Cuando Octavio llegó al poder como prínceps, los griegos empezaron a adorarlo, por un lado, para demostrarle su lealtad y, por otro, para emprender una comunicación directa con el soberano que les permitía desarrollar un creciente sentido de pertenencia al imperio.

Estatua thoracata de Augusto

Augusto, después de la victoria de Actium y de convertirse en dueño absoluto del poder, asumió la idea de transformar la vieja República en una institución monárquica, pero tomó conciencia de que el control de la vida política, de los ejércitos y de la plebe no era suficiente para garantizar el establecimiento de un nuevo sistema de gobierno y, sobre todo, su permanencia, sino que era necesario contar también con la ayuda de ciertos elementos religiosos, que le sirviesen para reforzar su prestigio de cara a sus conciudadanos.

El 16 de enero del 27 a.C. le fue concedido al emperador por el Senado el cognomen Augustus, título que le acercaba, a los ojos de los hombres, aún más al rango divino, y Augusto, consciente de ello, lo convirtió en su nombre personal, y lo utilizó en todo tipo de documentos, inscripciones, monedas, nombres de ciudades, etc. Todos los emperadores que le siguieron, sabedores también de la veneración religiosa que merecía la persona que lo llevara, lo asumieron como propio por lo que llegó a ser sinónimo de emperador.


Se inició a partir de entonces una forma de devoción hacia Octaviano Augusto, estando él con vida, cuando en distintas ciudades de la parte oriental del imperio se empezaron a decretar honores a su persona: en particular, en el año 29 a.
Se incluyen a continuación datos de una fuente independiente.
Issue #2571, opened 2025-04-08
Feature request: pass through more fetch options to ShapeStream


KyleAMathews:
We're adding them one by one — we include params & headers & signal. We should probably just include the rest that apply e.g.:

- credentials
- redirect
- referrer

PR #2715, opened 2025-05-13
feat: Add more standard `fetch` options to `ShapeStreamOptions`

msfstef:
Closes https://github.com/electric-sql/electric/issues/2571

Adds more standard `fetch` options to `ShapeStreamOptions` since we already had `headers` and `signal`.

Technically already possible via a custom `fetchClient` but this PR addresses the mentioned issue to ensure we make a decision on whether we want this or not.

I don't love that we're "polluting" the `ShapeStreamOptions` at the root level with more fetch options, as we could potentially want some of these keys for our own purposes (and we could've instead had a `requestOpts` key with all of these).

Happy to hear feedback on this.

### DIFF
--- a/.changeset/shaggy-nails-juggle.md
+++ b/.changeset/shaggy-nails-juggle.md
@@ -1,0 +1,5 @@
+---
+"@electric-sql/client": patch
+---
+
+Add more `fetch` options to `ShapeStreamOptions` that get carried forward to requests.
--- a/packages/typescript-client/src/client.ts
+++ b/packages/typescript-client/src/client.ts
@@ -17,11 +17,13 @@ import {
   ReservedParamError,
 } from './error'
 import {
+  AllowedRequestOptions,
   BackoffDefaults,
   BackoffOptions,
   createFetchWithBackoff,
   createFetchWithChunkBuffer,
   createFetchWithConsumedMessages,
+  createFetchWithRequestOptions,
   createFetchWithResponseHeadersCheck,
 } from './fetch'
 import {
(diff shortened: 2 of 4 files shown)


kevin-dp (commented):
Not sure how i feel about this one. As you said i don't like polluting the options, especially since users can achieve this themselves if they really need to by providing their own fetch client. A separate requestOptions key would perhaps be a tad better.

KyleAMathews:
I guess I don't feel strongly about the extra options as I see ShapeStream as basically a fancy fetch client specific to subscribing to Electric shapes. Also lots of libraries have lots of options that nobody uses unless they need them so in practice, it's not a big deal.

But I can see both sides. It does seem a bit late though to add a sub-object given the other ones are on the top level?

msfstef:
> It does seem a bit late though to add a sub-object given the other ones are on the top level?

We could add a sub-object now, like `requestOptions`, which either includes `headers` and `signal` which are the only two we have (and `headers` is a custom one for us as we have reserved keys) and we respect the `requestOptions` one over the root level one, marking them as deprecated (or vice versa) - or the `requestOptions` one initially just doesn't have `signal` and `headers`.

I'm not against `signal` and `headers` being at the root and the rest being in a sub object because the `signal` is meant to be a signal for the _stream_ rather than an individual request's options, and since we have custom `headers` and reserved keys it makes sense to me to have those at the root. The rest are just options that will be passed to `fetch` as they are.

I think it's worth thinking about an appropriate name for the sub-object thorugh, like `additonalFetchParams`, `additionalRequestOptions`, `extraFetchParams`, `fetchOptions` - unsure what to pick, but mind you we already have a `fetchClient` so something like `fetchParams` or `fetchAdditionalOptions` might be good.

msfstef:
Closing as stale - we can revisit if this is still relevant, the approach wasn't ideal either.

Issue #2437, opened 2025-03-11
Log slow queries (when creating a new shape)


KyleAMathews:
Electric initializes a new shape by running a query. It streams the results back to the client and also to disk to start the shape log. Subsequent requests are resolved from disk so much faster.

Some shape initializations can be quite slow for normal SQL select reasons e.g. it's returning lots of rows, the where clause isn't against an index so it requires a full table scan, etc.

To make this clear — we should log whenever a query takes more than perhaps 1s with the duration, the shape definition / url, and the query that Electric runs.

Then people can run the query directly against PG to debug why it's running slow.

msfstef:
Additionally, we now no longer have a single "snapshot" file - we stream the query result into chunks - so I'm assuming by slow query we really mean from performing the query to starting to receive the result stream.

msfstef:
Opened https://github.com/electric-sql/electric/pull/2716 that logs a warning with the actual query used - this measures the time from doing the initial query until the stream is stored, so this includes IO time as well.

The query alone to get the stream won't take longer than 200ms (P999 on Cloud), so the actual stream to file needs to be included, which does indeed have P90 in the seconds.

erik-the-implementer:
Closing this out — it looks resolved on `main` / in a released version.

**Why:** PR #2716 'logs a warning with the actual query used' for slow snapshot creation (measures from initial query until stream stored), opened by the assignee msfstef directly in response to this issue (2025-05-13).

If you can still reproduce it on the latest release, please drop a note here and we'll reopen.

<sub>Triaged as part of an open-issue sweep. Apologies for the bulk notification.</sub>

PR #2716, opened 2025-05-13
feat: Log slow snapshot queries for ease of debugging

msfstef:
Closes https://github.com/electric-sql/electric/issues/2437

Implementing a feature request by @KyleAMathews - logs slow queries (that take longer than 1 second) as a warning, along wit the actual query executed so it can be more easily debugged.

I don't have a good way to test this however, any advice appreciated.

### DIFF
--- a/packages/sync-service/lib/electric/shapes/consumer/snapshotter.ex
+++ b/packages/sync-service/lib/electric/shapes/consumer/snapshotter.ex
@@ -212,8 +212,9 @@ defmodule Electric.Shapes.Consumer.Snapshotter do
 
               Logger.warning(
                 "Slow query for handle #{shape_handle} took #{total_query_time}ms, shape: #{inspect(shape)}, query: #{query_str}",
-                query_str: query_str,
-                stack_id: stack_id
+                stack_id: stack_id,
+                shape_handle: shape_handle,
+                query_str: query_str
               )
             end
 
--- a/packages/sync-service/lib/electric/shapes/consumer/snapshotter.ex
+++ b/packages/sync-service/lib/electric/shapes/consumer/snapshotter.ex
@@ -8,6 +8,10 @@ defmodule Electric.Shapes.Consumer.Snapshotter do
 
   require Logger
 
+  # The threshold in milliseconds for an initial data query to stream out
+  # to be considered slow and for it to be logged as a warning
+  @slow_query_threshold_ms 1_000
+
   def name(%{
         stack_id: stack_id,
         shape_handle: shape_handle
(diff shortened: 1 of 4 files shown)


packages/sync-service/lib/electric/shapes/consumer/snapshotter.ex
```diff
@@ -197,7 +203,22 @@ defmodule Electric.Shapes.Consumer.Snapshotter do
 
             # could pass the shape and then make_new_snapshot! can pass it to row_to_snapshot_item
             # that way it has the relation, but it is still missing the pk_cols
-            Storage.make_new_snapshot!(stream, storage)
+            result = Storage.make_new_snapshot!(stream, storage)
+
+            total_query_time = System.monotonic_time(:millisecond) - query_start_time
+            # in case the query took a long time, log it to facilitate debugging
+            if total_query_time > @slow_query_threshold_ms do
```
icehaunter, line 210: I don't like it that we're using a constant value here as a comparison when it would be proportional to the amount of rows queried in addition to plain query complexity. And influenced by how weak or overloaded the PG instance is. Given we can relatively easily make the storage return an ok-tuple with the written row count, we should do that and scale our "slow" marker accordingly. 

I'm also not sure who this log is aimed at, with it logging entire weirdly built select. The json forming is functionally a constant overhead for every row, which means relative slowness marking a perceived "slow" query is likely to come from either where clause complexity or PG being overloaded.

Because of that, I suggest we instead log not the executed query, but a fictional one that reads as equivalent. So, for a `Shape.new(columns: [:id, :text, :other_text], where: "text ~ 'hello world'")` we would log smth like this, replacing dirty manual json forming with an easier to read fake function
```sql
-- make_storage_json is temporary and built at runtime
SELECT make_storage_json(id, text, other_text) WHERE text ~ 'hello world'
```

msfstef: Agree on a dynamic threshold with row count - we can do a linear scaling with a baseline that we can determine from honeycomb (might be worth adding number of rows written to the span as well).

And practically agree on a better formed query that's actually readable as well - with a small clause that if it's not _exactly_ the same then we might miss potentially weird reasons for slow downs. I think that relates to your question about who this is for - my interpretation of the issue is that it should be for anyone hosting Electric (including ourselves) to more easily debug why a shape might be so slow to start. With that in mind I think potentially missing an unknown weird bug is worth it to make the logged query be something reasonable.

icehaunter:
Superseded by #3157 and closed in #3156

PR #2717, opened 2025-05-13
fix: on-load reconciliation by adding on-disk storage

### LINKED ISSUE #2689: Seemingly infinite loop of 409 must-refetch responses when table dropped and recreated
**Versions**
- Client: typescript, 1.0.4
- Electric: 1.0.12 

**Bug description**
I'm seeing a seemingly infinite loop of 409 responses and requests from the typescript client when a table is dropped and recreated.

I've created a repo that reproduces this: https://github.com/kohdan/electric-repro

<details>

<summary>docker-compose.yml</summary>
I had to modify it to wait for healthcheck since electric will crash otherwise in 1.0.12.

```yaml
name: "electric_quickstart"

services:
  postgres:
    image: postgres:17-alpine
    environment:
      POSTGRES_DB: electric
      POSTGRES_USER: postgres
      POSTGRES_PASSWORD: password
    ports:
      - 54321:5432
    tmpfs:
      - /var/lib/postgresql/data
      - /tmp
    command:
      - -c
      - listen_addresses=*
      - -c
      - wal_level=logical
    healthcheck:
      test: ["CMD-SHELL", "pg_isready -U postgres -d electric"]
      interval: 5s
      timeout: 5s
      retries: 5

  electric:
    image: electricsql/electric:1.0.12
    environment:
      DATABASE_URL: postgresql://postgres:password@postgres:5432/electric?sslmode=disable
      # Not suitable for production. Only use insecure mode in development or if you've otherwise secured the Electric API.
      # See https://electric-sql.com/docs/guides/security
      ELECTRIC_INSECURE: true
    ports:
      - "3000:3000"
    depends_on:
      postgres:
        condition: service_healthy
```

</details>

<details>

<summary>main.ts</summary>

```typescript
import { ShapeStream, Shape } from "@electric-sql/client";

  url: `http://localhost:5173/v1/shape`,
  params: {
    table: "items",
  },
});
const shape = new Shape(stream);

// The callback runs every time the Shape data changes.
shape.subscribe((data) => console.log(data));
```

</details>

I did some curl requests and it seems like at a certain point electric won't stop returning 409s.

**Expected behavior**
More graceful handling of schema changes. I was hoping upgrading to 1.0.12 would fix the issue of stale data staying around after schema changes. Maybe I'm missing something.

icehaunter:
Closes #2689


packages/sync-service/lib/electric/postgres/inspector/ets_inspector.ex
```diff
@@ -279,4 +313,24 @@ defmodule Electric.Postgres.Inspector.EtsInspector do
     stack_id = Access.fetch!(opts, :stack_id)
     :"#{stack_id}:relation_table"
   end
+
+  @spec persist_data(map()) :: :ok
+  defp persist_data(state) do
+    info = :ets.tab2list(state.pg_info_table)
+    relations = :ets.tab2list(state.pg_relation_table)
```
alco, line 320: Is it going to be a problem if the two tables are out of sync? I'm only just noticing that this module maintains two tables and runs inserts on them sequentially. If all updates stay within one process, then we're kinda fine. But the ETS tables are configured to be `public`, so in principle they could see concurrent writes from anywhere.

alco (approved):

packages/sync-service/lib/electric/postgres/inspector/ets_inspector.ex
icehaunter: We can make them protected if we move cleanup in-process. That's actually in a next pr, so it'll be addressed!

PR #2723, opened 2025-05-14
fix: Do not fail fast on matrix jobs

msfstef:
Avoid fail fast strategy for the following:

- elxir tests on various PG versions: we might suceed in one and fail in another, or might flake in one and not in another in our case, we should not be cancelling the rest
- deploy examples (dispatch and regular): if one example fails to deploy it should not cancel the other deployments - in fact this could lead to a bad SST state @kevin-dp


alco (approved):
:+1:

kevin-dp (approved):

PR #2726, opened 2025-05-15
chore (examples): Use a shared PG for production deployment of examples

kevin-dp:
This PR is a first step towards using a shared PG DB for all production deployments of the examples.
Currently, it only uses this shared DB for the React example. After verifying that this works, we can open a follow up PR to use this shared DB for all examples that use the items table.


examples/.shared/lib/infra.ts
```diff
@@ -13,5 +15,45 @@ export function getSharedCluster(serviceName: string): sst.aws.Cluster {
   })
 }
 
+/**
+ * Returns the shared example database if we are in the production stage.
+ * Otherwise, it creates a new database with the given name.
+ */
+export function getExampleDatabase(dbName: string) {
```
msfstef, line 22: nit: `getExampleSource` in this case?

msfstef (commented):
Looks good but I'm confused about the migrations - would you pool all example migrations under the shared folder? How would that then work for PR environments that deploy non-shared DBs and sources?

I figured that we would be running each example's migration separately and "assume" they are orthogonal to each other.

balegas:
I'm not sure we need to extend this to all examples. I think it's good if we use the same database for the examples that share the same schema, but sharing across different schemas, might make things a bit more complicated

(the same argument for examples that use the same/different) backends.

examples/.shared/lib/infra.ts
balegas: Running examples migrations agains a single database is not going to work well with `pg-migrations`.

kevin-dp:
> I'm not sure we need to extend this to all examples. I think it's good if we use the same database for the examples that share the same schema, but sharing database across examples with different schemas, might make things a bit more complicated.
> 
> (the same argument for examples that use the same/different) backends.

Yeah plan was to start with the things that are common. I was thinking that it might make sense to also share the DB if they have different schemas, essentially all we have to do is to define all the schema in the shared folder. But wen can decide that later.

examples/.shared/lib/infra.ts
kevin-dp: @balegas can you elaborate why? I don't see why it would be a problem, we're running a single shared migration file that creates the items table.

kevin-dp:
> Looks good but I'm confused about the migrations - would you pool all example migrations under the shared folder? How would that then work for PR environments that deploy non-shared DBs and sources?
> 
> I figured that we would be running each example's migration separately and "assume" they are orthogonal to each other.

Basic plan is to have a shared migration just for the items table. The examples that have other schemas would still define their own migrations. Although we could probably move it into the shared folder too and apply them on the shared DB but we can decide on that later.

balegas:
> Although we could probably move it into the shared folder too

The general pattern is to define the schema in the example folder --- we want to keep it simple; We treat the items schema specially because we have many examples using it.

examples/.shared/lib/infra.ts
balegas: We've cleared it out 1-1. We're only going to do this for the examples that use the items schema for now.

balegas (approved):
Thanks for doing this

PR #2728, opened 2025-05-15
feat: Add CodeCov to repo

msfstef:
Adds CodeCov for the sync service

Coverage is merged between regular unit tests and telemetry unit tests before being uploaded.

For test analysis, two junit reports are generated and uploaded.

Only thing that I don't like is that when only specific tags are included, the JUnit reports show the rest of the tests as skipped, so uploading these two reports shows this as running all tests twice but most are skipped (rather than only including the ones that run).

Not sure if this affects us in any way as this is technically correct, I'm willing to see how this looks in our reports before doing any more xml fiddling.


balegas:
It's already showing it's value :D

icehaunter (approved):

PR #2731, opened 2025-05-17
docs: replace source_secret with secret

balegas:
Since our Cloud accepts the query param `secret`, we should just remove mentions to the legacy `source_secret` in our docs. See #2729 for context.


icehaunter:
Superseded and closed via https://github.com/electric-sql/electric/pull/2758

PR #2736, opened 2025-05-19
chore (examples): shared db for item examples

kevin-dp:
This PR modifies the NextJS, Remix, and TanStack examples to use the shared PG DB.


msfstef (approved):
Looks good!

PR #2738, opened 2025-05-19
chore (examples): Add playwright tests to common examples

kevin-dp:


.github/workflows/test_examples.yml
```diff
@@ -1,33 +1,175 @@
...
-        required: true
-        type: string
+  schedule:
+    - cron: '0 9 * * *'  # Runs daily at 9 AM UTC
+  workflow_dispatch:  # Allow manual triggering
 
 jobs:
   test:
-    name: Run Browser Tests
+    name: Test ${{ matrix.example.name }}
```
msfstef, line 10: this shouldn't reference a matrix right? should be something like `Run e2e tests on examples`

examples/nextjs/playwright.config.ts
```diff
@@ -0,0 +1,72 @@
...
+ * https://github.com/motdotla/dotenv
+ */
+// import dotenv from 'dotenv';
+// import path from 'path';
+// dotenv.config({ path: path.resolve(__dirname, '.env') });
+
+/**
+ * See https://playwright.dev/docs/test-configuration.
+ */
+export default defineConfig({
```
msfstef, line 14: we could have a shared config in `.shared` that examples reference for brevity - and each example just re-exports the shared config

.github/workflows/deploy_examples.yml
```diff
@@ -138,13 +138,125 @@ jobs:
             exit 123
           fi
 
-  test-remix:
+  test-examples:
```
msfstef, line 141: nit: add a `name: Test examples` or `name: Run e2e tests on examples` or smth (currently looks inconsistent with other jobs on this workflow)

msfstef (approved):
Very nice, awesome job!

I've left some comments around 1) workflow job names and 2) potentially sharing a common playwright config rather than fully duplicating it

C., algunas delegaciones de griegos de las provincias de Asia y Bitinia pidieron a Augusto permiso para instituir un culto provincial a su persona.

“Octavio mientras tanto, además de organizar muchas cuestiones, ordenó que fuera erigido un templo en honor de Roma y de su padre César, al que denominó Héroe Julio, tanto en Éfeso como en Nicea, las dos ciudades más ilustres de Asia y Bitinia y ordenó a los ciudadanos romanos que habitaban allí a rendirle los honores debidos. Por otra parte, permitió a los extranjeros, llamados griegos, la erección de un templo en su honor: los asiáticos en Pérgamo y los bitinios en Nicomedia. Estos hechos, que comenzaron en este momento, se repitieron con otros emperadores, no sólo entre los griegos sino entre todas las poblaciones sometidas a Roma. [Sin embargo], ninguno de los emperadores que recibieron estos honores se atrevió a hacer una cosa parecida en Roma o en cualquier otra ciudad de Italia; a aquellos que habían gobernado bien se les tributo después de muertos honores divinos y fueron adorados en un templo como héroes.” (Dion Casio, Historia de Roma, LI, 20, 6-8).

Augusto como pontífice máximo, Museo Nacional, Roma

En poco tiempo en las distintas provincias orientales empezaron a aparecer templos destinados al culto del emperador y de su familia, alrededor de los cuales se iban reuniendo las asambleas federales que congregaban las ciudades de lengua griega y de las cuales eran la máxima expresión política.

En una inscripción del año 9 a. C., encontrada en Priene, una ciudad comercialmente muy activa en Asia Menor, se puede leer como se conceden honores al emperador, en este caso, la aprobación de que el año nuevo comience en la fecha que se conmemora el cumpleaños de Augusto:

“Puesto que la providencia, que ha ordenado divinamente nuestra existencia, ha aplicado su energía y celo y ha dado vida al bien más perfecto en Augusto, a quien colmó de virtudes para beneficio del género humano, otorgándonoslo a nosotros y a nuestros descendientes como salvador, [...] por esta razón, con buena fortuna y seguridad, los griegos de Asia han decidido que el año nuevo debe empezar en todas las ciudades el 23 de septiembre, el día del cumpleaños de Augusto”.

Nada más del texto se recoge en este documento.